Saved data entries
- Opening Delimiter -

PR #6293, opened 2026-07-21
fix(tauri): Set WEBKIT_DMABUF_RENDERER_FORCE_SHM=1 to avoid nvidia graphics bug at no performance cost

lgray:
`WEBKIT_DMABUF_RENDERER_FORCE_SHM=1` on linux machines to avoid blank-screen, but keep acceleration, with nvidia graphics drivers. Without this tauri renders a blank screen, and the game is near unplayable without GPU acceleration, so `WEBKIT_DISABLE_DMABUF_RENDERER=1` is not the correct solution.

This PR adds a line to the Tiltfile to ensure this environment variable is set.

### DIFF
--- a/Tiltfile
+++ b/Tiltfile
@@ -97,9 +97,6 @@ local_resource('tauri',
     cmd = 'cargo build -p phase-server && mkdir -p client/src-tauri/binaries && cp target/debug/phase-server ' + SIDECAR_DEST,
     serve_cmd = 'pnpm tauri:dev',
     serve_dir = 'client',
-    # Keep the dmabuf renderer (disabling it tanks in-game perf) but force
-    # shared-memory buffers, dodging the GPU-path glitches.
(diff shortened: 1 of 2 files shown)


lgray:

Addressed the review guidance: the env var is now set programmatically in `phase_tauri::run()` (7c6f8a714) — before the first webview is created, compile-gated `#[cfg(target_os = "linux")]`, and only when the variable isn't already present so an operator's value wins. The Tiltfile setting is removed in the same commit: with the fix in-app, dev builds (`pnpm tauri:dev`) exercise the exact code path production ships, instead of masking it behind a dev-only env.

Verification: `cargo check` and `cargo clippy -- -D warnings` clean on the `phase-tauri` crate; `cargo fmt` applied; pre-commit parser gates PASS (no engine/parser surface touched).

- Closing Delimiter -

→ **What the task asks**
Give the data again in full, exactly.

→ **Solution to this problem**
PR #6293, opened 2026-07-21
fix(tauri): Set WEBKIT_DMABUF_RENDERER_FORCE_SHM=1 to avoid nvidia graphics bug at no performance cost

lgray:
`WEBKIT_DMABUF_RENDERER_FORCE_SHM=1` on linux machines to avoid blank-screen, but keep acceleration, with nvidia graphics drivers. Without this tauri renders a blank screen, and the game is near unplayable without GPU acceleration, so `WEBKIT_DISABLE_DMABUF_RENDERER=1` is not the correct solution.

This PR adds a line to the Tiltfile to ensure this environment variable is set.

### DIFF
--- a/Tiltfile
+++ b/Tiltfile
@@ -97,9 +97,6 @@ local_resource('tauri',
     cmd = 'cargo build -p phase-server && mkdir -p client/src-tauri/binaries && cp target/debug/phase-server ' + SIDECAR_DEST,
     serve_cmd = 'pnpm tauri:dev',
     serve_dir = 'client',
-    # Keep the dmabuf renderer (disabling it tanks in-game perf) but force
-    # shared-memory buffers, dodging the GPU-path glitches.
(diff shortened: 1 of 2 files shown)


lgray:

Addressed the review guidance: the env var is now set programmatically in `phase_tauri::run()` (7c6f8a714) — before the first webview is created, compile-gated `#[cfg(target_os = "linux")]`, and only when the variable isn't already present so an operator's value wins. The Tiltfile setting is removed in the same commit: with the fix in-app, dev builds (`pnpm tauri:dev`) exercise the exact code path production ships, instead of masking it behind a dev-only env.

Verification: `cargo check` and `cargo clippy -- -D warnings` clean on the `phase-tauri` crate; `cargo fmt` applied; pre-commit parser gates PASS (no engine/parser surface touched).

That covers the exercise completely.